Image Registry

A Docker image is a read-only template that can be used to deploy container services, each with a specific unique identifier (i.e. Image name:Tag). For example, an image can contain a full Ubuntu operating system environment with only Apache or other applications that users need. The image registry is used to store and distribute Docker images.

Create a Secret

Sign in with project-regular, enter into one project (e.g. demo-namespace), then select Configuration Center → Secrets.

Click Create Secret button, then fill in the basic information in the pop-up window.

Add the QingCloud Docker Hub

1. On the basic information page, enter the name of the QingCloud Docker Hub, you can also fill in the description as your needs.

• Name: A concise and clear name for this registry, which is convenient for users to browse and search, e.g. dockerhub-qingcloud.
• Alias: Helps you better distinguish resources and supports Chinese.
• Description: A brief introduction to registry.

Click Next when you're done.

2. In the Secret Settings table, select Image Repository Secret as the type, then fill in the account authentication information of the image registry.

• Registry Address: Use QingCloud image registry address dockerhub.qingcloud.com as an example.
• Username/Password: Enter guest / guest
• Email: Fill in your personal email address

3. Click Create, then redirect to the secrets list to view the creation results.

Add the Docker Hub

If you need to add Dokcer Hub as the image registry, first make sure you have already registered your account in Docker Hub. Then reference the same steps as above, fill in docker.io as the image registry address, and enter your personal DockerHub username and password.

Add the Harbor

Intro

Harbor is an an open source trusted cloud native registry project that stores, signs, and scans content. Harbor extends the open source Docker Distribution by adding the functionalities usually required by users such as security, identity and management.

Connect the External Harbor

According to the address type of the Harbor, you need to divide into http and https:

http

1. You need to modify the Docker configuration in all nodes of the cluster. For example, if there is an external harbor registry and its IP is http://192.168.0.99, then you need to add a field as --insecure-registry=192.168.0.99 into /etc/systemd/system/docker.service.d/docker-options.conf.

Example

[Service]
Environment="DOCKER_OPTS=--registry-mirror=https://registry.docker-cn.com --insecure-registry=10.233.0.0/18 --data-root=/var/lib/docker --log-opt max-size=50m --log-opt max-file=5 \
--insecure-registry=192.168.0.99"

Here, the Environment string represents the dockerd options.

--insecure-registry: In order to communicate with an insecure registry, the Docker daemon requires --insecure-registry fields. Refer to the docker docs for its syntax.

2. Next, you need to reload the configuration file and restart Docker:

$ sudo systemctl daemon-reload

$ sudo systemctl restart docker

3. Log in KubeSphere, enter a project, navigate to Configuration → Secret, create a secret by choosing Image Repositry Secret, fill in the Registry Address with your Harbor IP.

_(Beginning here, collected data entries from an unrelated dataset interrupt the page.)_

PR #4111, opened 2023-10-20
Add a Standard mode check to `<__msvc_print.hpp>`

StephanTLavavej:
`<__msvc_print.hpp>` was missing the Standard mode check that the rest of our internal headers perform. This one's a little special because it's included by `<format>` in C++20 Concepts mode, and by `<print>` in C++23 Concepts mode.

Without this check, the header is still rejected in C++14/17 mode, but with a less clear error about the usage of `consteval`:

https://github.com/microsoft/STL/blob/1c59a205787f4fdcd9c20decc8fa6dfa9096d394/stl/inc/__msvc_print.hpp#L58

Also, this moves the other Standard mode checks in `<xmeow.h>` as early as possible. The mode is available after including `<yvals_core.h>`, and if we're doomed, we should diagnose doom immediately. `<xcharconv_tables.h>` was already doing this.

Next, `<ostream>` was guarding its inclusion of `<__msvc_print.hpp>` with `#if _HAS_CXX23`, even though its usage was guarded with `#ifdef __cpp_lib_print`:

https://github.com/microsoft/STL/blob/adea8d5ae280cafb91ae69b8dfaecd1c37a847d9/stl/inc/ostream#L1085

This meant that in our test suite, EDG in C++23 non-concepts mode had `<ostream>` including `<__msvc_print.hpp>` and then doing nothing with it. That was previously harmless but is now an error, so we need to make the guards consistent. (I don't think `<ostream>`'s dependency needs to be mentioned in the `<__msvc_print.hpp>` error message, that would just be confusing and it wouldn't be why users were trying to include the thing.)

Finally, `GH_001411_core_headers` was guarding with `#if _HAS_CXX23`, which was both too restrictive (the header is used by `<format>` in C++20) and too permissive (the header is used only in Concepts mode). We need to change this to `#ifdef __cpp_lib_concepts`.

Thanks to @ThomasFWise for the report!

### DIFF
--- a/stl/inc/__msvc_print.hpp
+++ b/stl/inc/__msvc_print.hpp
@@ -8,9 +8,8 @@
 #include <yvals_core.h>
 #if _STL_COMPILER_PREPROCESSOR
 
-#ifndef __cpp_lib_concepts
-#error The contents of <format> are available only with C++20 or later, and the contents of <print> \
-are available only with C++23 or later. (Also, you should not include this internal header.)
+#ifndef __cpp_lib_concepts // note: <format> includes this header in C++20 mode
+#error The contents of <print> are available only with C++23. (Also, you should not include this internal header.)
 #endif // ^^^ !defined(__cpp_lib_concepts) ^^^
 
 #include <cstdio>
--- a/stl/inc/__msvc_print.hpp
+++ b/stl/inc/__msvc_print.hpp
@@ -8,6 +8,11 @@
 #include <yvals_core.h>
 #if _STL_COMPILER_PREPROCESSOR
 
+#ifndef __cpp_lib_concepts
+#error The contents of <format> are available only with C++20 or later, and the contents of <print> \
+are available only with C++23 or later. (Also, you should not include this internal header.)
+#endif // ^^^ !defined(__cpp_lib_concepts) ^^^
+
 #include <cstdio>
 #include <xfilesystem_abi.h>
 
--- a/stl/inc/ostream
+++ b/stl/inc/ostream
@@ -9,11 +9,11 @@
 #if _STL_COMPILER_PREPROCESSOR
 #include <ios>
 
-#if _HAS_CXX23
+#ifdef __cpp_lib_print
 #include <__msvc_filebuf.hpp>
 #include <__msvc_print.hpp>
 #include <format>
-#endif // _HAS_CXX23
+#endif // ^^^ defined(__cpp_lib_print) ^^^
 
 #pragma pack(push, _CRT_PACKING)
 #pragma warning(push, _STL_WARNING_LEVEL)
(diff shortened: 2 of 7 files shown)


stl/inc/__msvc_print.hpp
```diff
@@ -8,6 +8,11 @@
 #include <yvals_core.h>
 #if _STL_COMPILER_PREPROCESSOR
 
+#ifndef __cpp_lib_concepts
+#error The contents of <format> are available only with C++20 or later, and the contents of <print> \
+are available only with C++23 or later. (Also, you should not include this internal header.)
```
CaseyCarter, line 13: I think these duplicate error messages from internal headers only confuse users. `<format>` presumably tells me when I can't include it, so I don't need `__msvc_meow.hpp` to tell me repeatedly. Why can't we consistently change the internal headers to just "You should not include this internal header."?

CaseyCarter (changes requested):

stl/inc/__msvc_print.hpp
StephanTLavavej: There are no duplicate error messages - can you take another look?

The Standard headers emit `#pragma message` warnings and expand to nothing, so they bypass any errors from internal headers. Here's what it looks like:

```
D:\GitHub\STL\out\x64>type meow1.cpp
#include <format>

D:\GitHub\STL\out\x64>cl /EHsc /nologo /W4 /std:c++17 /c meow1.cpp
meow1.cpp
D:\GitHub\STL\out\x64\out\inc\format(42): warning STL4038: The contents of <format> are available only with C++20 or later.

D:\GitHub\STL\out\x64>type meow2.cpp
#include <print>

D:\GitHub\STL\out\x64>cl /EHsc /nologo /W4 /std:c++17 /c meow2.cpp
meow2.cpp
D:\GitHub\STL\out\x64\out\inc\print(11): warning STL4038: The contents of <print> are available only with C++23 or later.

D:\GitHub\STL\out\x64>type meow3.cpp
#include <__msvc_print.hpp>

D:\GitHub\STL\out\x64>cl /EHsc /nologo /W4 /std:c++17 /c meow3.cpp
meow3.cpp
D:\GitHub\STL\out\x64\out\inc\__msvc_print.hpp(13): fatal error C1189: #error:  The contents of <format> are available only with C++20 or later, and the contents of <print> are available only with C++23 or later. (Also, you should not include this internal header.)
```

https://github.com/microsoft/STL/blob/adea8d5ae280cafb91ae69b8dfaecd1c37a847d9/stl/inc/print#L6-L14

CaseyCarter: I stand corrected, and it now makes even _less_ sense to me that e.g. `__msvc_print.hpp` mentions `<format>`. Why is this message informing me of the requirements of headers I didn't even include?

StephanTLavavej: I've added a comment to the guard, because otherwise it looks strange that we're checking for 20-concepts when `<print>` needs 23-concepts, and otherwise rephrased the message to follow the others (dropping "or later", as the others do, which makes it fit on one line).

CaseyCarter (approved):

StephanTLavavej:

PR #4113, opened 2023-10-21
inline internal function that are called only once in `vector_algorithms.cpp`

### LINKED ISSUE #3963: `vector_algorithms.cpp`: turn tails
There are some scalar tails extracted in `vector_algorithms.cpp`,
Whereas some are used multiple times, some are used just one. A few examples:
https://github.com/microsoft/STL/blob/8674b3d732a2bae43105fb7654d3b8c1c57adb56/stl/src/vector_algorithms.cpp#L1057-L1058
https://github.com/microsoft/STL/blob/8674b3d732a2bae43105fb7654d3b8c1c57adb56/stl/src/vector_algorithms.cpp#L1396
https://github.com/microsoft/STL/blob/8674b3d732a2bae43105fb7654d3b8c1c57adb56/stl/src/vector_algorithms.cpp#L1345

The tail extraction does not serve any purpose in such cases, it only provides an obstacle for debugging of optimized code (as tails are expectedly inlined. so the debugger does not navigate the lines).

AlexGuteniev:
Resolves #3963 

Also remove some stray newlines @CaseyCarter complained about.
Also drop some superfluous `typename`s.

Will conflict with #3928 , which I'll have to fix after either is merged.

### DIFF
--- a/stl/src/vector_algorithms.cpp
+++ b/stl/src/vector_algorithms.cpp
@@ -1474,6 +1474,7 @@ namespace {
             } while (_First != _Stop_at);
         }
 #endif // !_M_ARM64EC
+        _Result >>= _Traits::_Shift;
         auto _Ptr = static_cast<const _Ty*>(_First);
         for (; _Ptr != _Last; ++_Ptr) {
             if (*_Ptr == _Val) {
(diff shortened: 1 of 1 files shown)


CaseyCarter (approved):

StephanTLavavej (approved):

StephanTLavavej:

StephanTLavavej:
Thanks for simplifying this code! :sparkles: :magic_wand: :tada:

PR #4117, opened 2023-10-23
Various cleanups: Comments and strings

StephanTLavavej:
* Comments: Drop extra space.
* Comments: Add them to `#endif`.
* Comments: Drop "TRANSITION, requires expression support".
  + We use `_Resettable_pointer` twice; *requires-expression*s would be more verbose.
* Comments: Fix capitalization typo.
* Comments: Strengthen comment about `ole32.dll`.
  + See #3607 - we can't depend on `ole32.dll` anywhere.
* String literals: Space before wrapping.
  + There were only a few places that weren't following our usual convention.
* String literals: Unwrap.
  + This one was easier to read on a single line.


CaseyCarter (approved):

StephanTLavavej:

PR #4120, opened 2023-10-23
`<random>`: Fix minor conformance issues

StephanTLavavej:
* Conformance: `base_type` in `<random>` is a non-Standard typedef.
  + Remove it outright for Standard `discard_block_engine` (via the new base class `_Discard_block_base` introduced by #4066), `independent_bits_engine`, and `shuffle_order_engine`.
  + For `discard_block`, which is usually the base class for Standard `discard_block_engine`, we can guard the typedef with TR1's availability, and deprecate it. We should then avoid using it ourselves.
* Conformance: Add `_Engine&&` constructors to `discard_block` and `_Discard_block_base`.
  + `discard_block_engine` had an `_Engine&&` constructor but its base classes didn't, so it was always copying.

### DIFF
--- a/stl/inc/random
+++ b/stl/inc/random
@@ -1362,6 +1362,8 @@ public:
 
     explicit discard_block(const _Engine& _Ex) : _Eng(_Ex), _Nx(0) {}
 
+    explicit discard_block(_Engine&& _Ex) : _Eng(_STD move(_Ex)), _Nx(0) {}
+
     explicit discard_block(result_type _Seed) : _Eng(_Seed), _Nx(0) {}
 
     template <class _Seed_seq, _Enable_if_seed_seq_t<_Seed_seq, discard_block, _Engine> = 0>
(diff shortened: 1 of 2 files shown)


stl/inc/random
```diff
@@ -1349,7 +1349,10 @@ public:
 template <class _Engine, int _Px, int _Rx>
 class discard_block { // discard_block compound engine
 public:
-    using base_type   = _Engine;
+#if _HAS_TR1_NAMESPACE
+    using base_type _DEPRECATE_TR1_NAMESPACE = _Engine; // TR1-only typedef
```
CaseyCarter, line 1353: `discard_block` is entirely TR1-era machinery. Should we remove `discard_block_engine`'s dependence on it and wrap the entire class in `_HAS_TR1_NAMESPACE`? (No change requested.)

CaseyCarter (approved):

stl/inc/random
StephanTLavavej: Unfortunately, we need to keep `discard_block_engine`'s data member the wrong size (`int`) to preserve ABI, except when the class would have been utterly broken, which is why #4066 uses `_Discard_block_engine` as the base class conditionally.

We could remove the inheritance and switch the data member's type directly, to preserve the layout while altering the inheritance, but we haven't (yet) done that for `uniform_int` and `uniform_int_distribution` etc. I suppose if vNext is delayed enough, excising more TR1 over time would be worth it.

CaseyCarter: Yeah, this would be nice if we ever have time, but certainly is more unrelated work than would be reasonable in this PR. I don't think we need a tracking issue either since we're well aware that we need to remove everything TR1-related.

StephanTLavavej:

PR #4121, opened 2023-10-23
Various cleanups: Simplify product code

StephanTLavavej:
* `<exception>`: `throw_with_nested()` no longer needs `_Glued` to defend against the preprocessor.
  + After #3973, `_With_nested_v2<_Uty>` doesn't contain commas.
* Simplify: `ios_base::_Iostate{}` => `ios_base::goodbit`
  + It's just zero.
* Simplify `_Copy_unchecked()`'s `#ifdef __cpp_lib_concepts` logic.
  + Here's a case where a negative test allows us to considerably simplify the code by avoiding the need for two `#ifdef __cpp_lib_concepts` regions (which was hard to follow). Now the code reads much more naturally - in concepts mode, we need to handle different iterator/sentinel types.
* `<random>`: `discard_block_engine` can use its `result_type` typedef for `min` and `max`.
  + A constructor above is already using this typedef.
* Style: Avoid using an assignment expression as an index in `basic_string::_Eos()`.
  + We prefer to avoid expressions with lots of side effects, so we should update `_Mysize` before indexing. I'm using `_New_size` for the index since it's shorter.

### DIFF
--- a/stl/inc/exception
+++ b/stl/inc/exception
@@ -361,8 +361,7 @@ _EXPORT_STD template <class _Ty>
 
     if constexpr (is_class_v<_Uty> && !is_base_of_v<nested_exception, _Uty> && !is_final_v<_Uty>) {
         // throw user exception glued to nested_exception
-        using _Glued = _With_nested_v2<_Uty>;
-        _THROW(_Glued(_STD forward<_Ty>(_Arg)));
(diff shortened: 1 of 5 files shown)


CaseyCarter (approved):

StephanTLavavej:

PR #4122, opened 2023-10-23
Various cleanups: Test code

StephanTLavavej:
Usual disclaimer about how we dislike grab-bag PRs as a general rule, *and* how we avoid large-scale cleanups of test code (low value, potentially disrupts the weird subtle things that the tests were trying to cover). The existence of this PR means that I think these cases are worth it for codebase consistency and that they're low-risk.

* `format.py`: `import copy` was unused.
  + Thanks to Pylance for finding this.
* Style: `constexpr friend` => `friend constexpr`
  + This was the only place that wasn't following our convention.
* Style: Nameless value parameter `const choose` => `choose`
* Drop unnecessary `static` for namespace-scope `permissive()`.
  + This one was easy to miss, because it's followed by a `static` member function.
* Test cleanup: Catch by const ref, even when unnamed.
  + Catching by modifiable reference is weird; there are a couple of places elsewhere where we're intentionally doing so, but here we certainly don't need to. As usual, following the normal pattern in most places helps to draw attention to the weird occurrences.
* Test cleanup: Catch by const ref.
  + Here we're just observing the `filesystem_error`.
* `P0811R3_midpoint_lerp`: `static inline constexpr` => `static constexpr`
  + I suspect that the `inline` was accumulated before a compiler bug workaround was added.
* `VSO_0000000_vector_algorithms`: Drop `inline` after `template`.
  + We conventionally never say `inline` here.
* Tests: Add bug databases to function names.
  + It's very important to cite bug databases and not just plain numbers (as we've gone through so many databases over the years). These occurrences were at least properly commented, but we conventionally name functions with bug databases too.
  + Example internal URLs (one must be VPNed to access these): [Dev10-391805](https://vstfdevdiv.redmond.corp.microsoft.com/DevDiv/Dev10/_workitems/edit/391805) and [DevDiv-1184701](https://vstfdevdiv.redmond.corp.microsoft.com/DevDiv2/DevDiv/_workitems/edit/1184701).
* Tests: Drop unnecessary `std::` qualification.
  + I consider these to be "slam dunks". On the other hand, we accumulated a bunch of `std::move` and `std::forward` during an annoying era where Clang was warning about unqualified calls before we silenced that; I don't think it's worth the effort to go clean them up.
* `P0083R3_splicing_maps_and_sets`: `#ifdef __cpp_constinit` => `#if _HAS_CXX20`
  + Once compiler divergence has subsided and there are no escape hatches, we prefer to use the coarse-grained modes to guard things.

### DIFF
--- a/tests/std/include/range_algorithm_support.hpp
+++ b/tests/std/include/range_algorithm_support.hpp
@@ -20,7 +20,7 @@ template <class>
 inline constexpr bool always_false = false;
 
 namespace detail {
-    static constexpr bool permissive() {
+    constexpr bool permissive() {
         return false;
     }
 
--- a/tests/std/include/test_mdspan_support.hpp
+++ b/tests/std/include/test_mdspan_support.hpp
@@ -235,7 +235,7 @@ constexpr void check_members_with_various_extents(Fn&& fn) {
 }
 
 namespace details {
-    static constexpr bool permissive() {
+    constexpr bool permissive() {
         return false;
     }
 
--- a/tests/std/tests/Dev09_174589_tr1_function_storing_pmf_called_with_reference_or_pointer/test.cpp
+++ b/tests/std/tests/Dev09_174589_tr1_function_storing_pmf_called_with_reference_or_pointer/test.cpp
@@ -69,7 +69,7 @@ struct B {
 
 struct X : public B {};
 
-void test_294051() {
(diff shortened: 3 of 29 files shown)


CaseyCarter (approved):

StephanTLavavej:

PR #4124, opened 2023-10-23
Various cleanups: Use unnamed namespaces

StephanTLavavej:
(I recommend "ignore whitespace" while reviewing this.)

Over time, we've developed a convention of using unnamed namespaces in `stl/src` for internal machinery. This clearly separates TU-local code from functions that are accessed from other `stl/src` TUs, injected into the import lib, or dllexported. I noticed a couple of older TUs that could benefit from being cleaned up.

* `xtime.cpp`: The `_Epoch` and `_Nsec100_per_sec` constants can be function-local.
* `xtime.cpp`: Use an unnamed namespace, following our modern convention.
  + The `constexpr` variables and `static` functions had internal linkage, so this is unobservable to other TUs. We can drop `static` now.
* `stdhndlr.cpp`: Use an unnamed namespace, following our modern convention.
  + UCRT `<new.h>` declares `_set_new_handler`, which is better than trying to declare it ourselves. We can then drop the `new_hand` typedef which was being used for that declaration.
  + The `_New_handler` variable was `static`, so we can clearly move it into an unnamed namespace and drop the `static`. We do need to qualify the `_STD new_handler` type now.
  + The `_New_handler_interface` helper function was never dllexported nor referred to by other `stl/src` TUs. We can move it out of `namespace std` and into the unnamed namespace.
  + The resulting code has our desired distinction between TU-local and dllexported machinery.

### DIFF
--- a/stl/src/xtime.cpp
+++ b/stl/src/xtime.cpp
@@ -8,39 +8,41 @@
 
 #include "awint.hpp"
 
-constexpr long _Nsec_per_sec  = 1000000000L;
-constexpr long _Nsec_per_msec = 1000000L;
-constexpr int _Msec_per_sec   = 1000;
+namespace {
+    constexpr long _Nsec_per_sec  = 1000000000L;
+    constexpr long _Nsec_per_msec = 1000000L;
+    constexpr int _Msec_per_sec   = 1000;
 
-static void _timespec64_normalize(_timespec64* xt) { // adjust so that 0 <= tv_nsec < 1 000 000 000
-    while (xt->tv_nsec < 0) { // normalize target time
-        xt->tv_sec -= 1;
-        xt->tv_nsec += _Nsec_per_sec;
-    }
-    while (_Nsec_per_sec <= xt->tv_nsec) { // normalize target time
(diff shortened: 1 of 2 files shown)


CaseyCarter (approved):

StephanTLavavej:

StephanTLavavej:
I've resolved the simple merge conflict in `xtime.cpp` where #4106 added `noexcept` and this PR moved constants to be local.

stl/src/xtime.cpp
```diff
@@ -46,7 +46,8 @@ namespace {
 
 _EXTERN_C
 
-_CRTIMP2_PURE long long __cdecl _Xtime_get_ticks() { // get system time in 100-nanosecond intervals since the epoch
+_CRTIMP2_PURE long long __cdecl _Xtime_get_ticks() noexcept {
+    // get system time in 100-nanosecond intervals since the epoch
```
CaseyCarter, line 50: It's been hard work causing all the merge conflicts on my own since @BillyONeal left the team.

CaseyCarter (approved):

PR #4125, opened 2023-10-23
Various cleanups: Simplify `ios_base` and `locale` constants

StephanTLavavej:
# Background
Using `static constexpr` is what allows the major improvement of dropping out-of-line definitions - see #3381 which made that change to `ios_base`'s base class `_Iosb`.

# `<xiosbase>`
* The DLL's exports don't mention any of `_Dummy_enum`, `_Dummy_enum_val`, `_Stdio`, `_Openmode`, `_Openmask`, `_Seekdir`, `_Seekbeg`, `_Seekcur`, `_Seekend`, `_Openprot`. 
* Move retained enums to the bottom of `_Iosb` with an improved comment.
  + There's an internal MaxMPDCompat tool that notices the enum types and enumerators. With significant effort I think I could update the checked-in CompatibilityData baseline, but for now this is the easiest cleanup.
* We can drop `_Stdio` entirely (it's not an enumerator).
* We can simplify the definitions of the `meowfield` constants (I verified that this doesn't change them).
* The `_Seekdir` enumerators were being used exactly once; we can simply hardcode their values.

# `<xlocale>`
Simplify `locale`'s category constants.

We need to retain `_Locbase` and comment it as TRANSITION, ABI because it affects `sizeof(locale)` due to MSVC's deficient EBCO. (On x64, `sizeof(locale)` is 16, but removing `_Locbase` would shrink it to 8.)

However, there appears to be nothing stopping us from moving the constants into `locale`, as depicted in the Standard. I've verified that the DLL's exports are unaffected, and they don't mention `_Locbase` at all. (They also don't mention the names of these constants, excluding `std::collate`, `std::ctype`, and `std::messages` which are different.)

I don't believe we need `_PGLOBAL` - it's rarely used in the STL, and never for new code. `crtdefs.h` defines it to be `__declspec(process)` for `_M_CEE` (i.e. `/clr` and `/clr:pure`). https://learn.microsoft.com/en-us/cpp/cpp/process?view=msvc-170 explains "When compiling with `/clr`, global and static variables are per-process by default and do not need to use `__declspec(process)`." so this doesn't affect `/clr` at all, which is what matters. (As for `/clr:pure`, it's vanishingly unlikely to matter - these are *constants*, so if multiple application domains start getting multiple copies, who cares?)

`using category = int;` is mandated by the Standard. We previously said `int` for the constants, but the Standard depicts `category`, so I'm following that now that the typedef is in scope.

Finally, I'm upgrading `const` to `constexpr` - this is not depicted in the Standard, but I believe it's more consistent with the `static constexpr` variables we use everywhere these days. Note that \[constexpr.functions\] forbids constexpr-strengthening functions, but it doesn't care about variables.

### DIFF
--- a/stl/inc/xiosbase
+++ b/stl/inc/xiosbase
@@ -45,9 +45,9 @@ public:
     static constexpr int hexfloat = 0x3000; // TRANSITION, ABI, GH-3296
 
     static constexpr int boolalpha   = 0x4000;
-    static constexpr int adjustfield = 0x01C0; // left | right | internal
-    static constexpr int basefield   = 0x0E00; // dec | oct | hex
-    static constexpr int floatfield  = 0x3000; // scientific | fixed
+    static constexpr int adjustfield = left | right | internal;
+    static constexpr int basefield   = dec | oct | hex;
+    static constexpr int floatfield  = scientific | fixed;
 
     enum _Iostate { // constants for stream states
         _Statmask = 0x17
--- a/stl/inc/xiosbase
+++ b/stl/inc/xiosbase
@@ -75,6 +75,13 @@ public:
     static constexpr int end = 2;
 
     static constexpr int _Default_open_prot = _SH_DENYNO; // constant for default file opening protection
+
+    // TRANSITION, ABI: These enums don't appear in the STL DLL's export surface, but MaxMPDCompat
+    // in the MSVC-internal build detects that they appear in the CompatibilityData baseline.
+    enum _Dummy_enum { _Dummy_enum_val = 1 };
+    enum _Openmode { _Openmask = 0xff };
+    enum _Seekdir { _Seekbeg, _Seekcur, _Seekend };
+    enum { _Openprot = _SH_DENYNO };
 };
 
 _EXPORT_STD extern "C++" class _CRTIMP2_PURE_IMPORT ios_base : public _Iosb<int> { // base class for ios
--- a/stl/inc/xiosbase
+++ b/stl/inc/xiosbase
@@ -22,7 +22,6 @@ _STD_BEGIN
 template <class _Dummy>
 class _Iosb { // define templatized bitmask/enumerated types, instantiate on demand
 public:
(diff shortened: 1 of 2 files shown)


stl/inc/xiosbase
```diff
@@ -46,7 +45,6 @@ public:
     static constexpr int hexfloat = 0x3000; // TRANSITION, ABI, GH-3296
 
     static constexpr int boolalpha   = 0x4000;
-    static constexpr int _Stdio      = 0x8000;
     static constexpr int adjustfield = 0x01C0; // left | right | internal
     static constexpr int basefield   = 0x0E00; // dec | oct | hex
     static constexpr int floatfield  = 0x3000; // scientific | fixed
```
CaseyCarter, line 50: No change requested, but since we're touching these anyway, could we:
```suggestion
    static constexpr int adjustfield = left | right | internal;
    static constexpr int basefield   = dec | oct | hex;
    static constexpr int floatfield  = scientific | fixed;
```

CaseyCarter (approved):

stl/inc/xiosbase
StephanTLavavej: Done. I verified that this compiles before and after:

```
```
```cpp
#include <ios>
using namespace std;

static_assert(ios_base::adjustfield == (ios_base::left | ios_base::right | ios_base::internal));
static_assert(ios_base::basefield == (ios_base::dec | ios_base::oct | ios_base::hex));
static_assert(ios_base::floatfield == (ios_base::scientific | ios_base::fixed));
```
```
D:\GitHub\STL\out\x64>cl /EHsc /nologo /W4 /c meow.cpp
meow.cpp

D:\GitHub\STL\out\x64>
```

StephanTLavavej:
@CaseyCarter I pushed the change you requested and checks have passed, FYI.

CaseyCarter (approved):

StephanTLavavej:

StephanTLavavej:
I had to push a change to retain the enums in `_Iosb`, but at least I understand why now.

CaseyCarter (approved):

4. If you want to use the domain name instead of IP with Harbor, you may need to configure the CoreDNS and nodelcaldns within the K8s cluster, then follow with the above to create a secret.

https

As for https type of Harbor registry, you can refer to Harbor Documentation, make sure you use docker login to connect with your Harbor.

Then you follow all the steps from the above http section to finish the configuration.

Using a Image Registry

Take the creation of a deployment as an example to demonstrate how to use the image registry and pull images from the registry. For example, there is a image mysql:5.6 in QingCloud image registry. When creating a Deployment, enter dockerhub.qingcloud.com/mysql:5.6 in the Pod template, the format is image registry address:tag, this image could be pulled from the pointed registry after the workload has been created.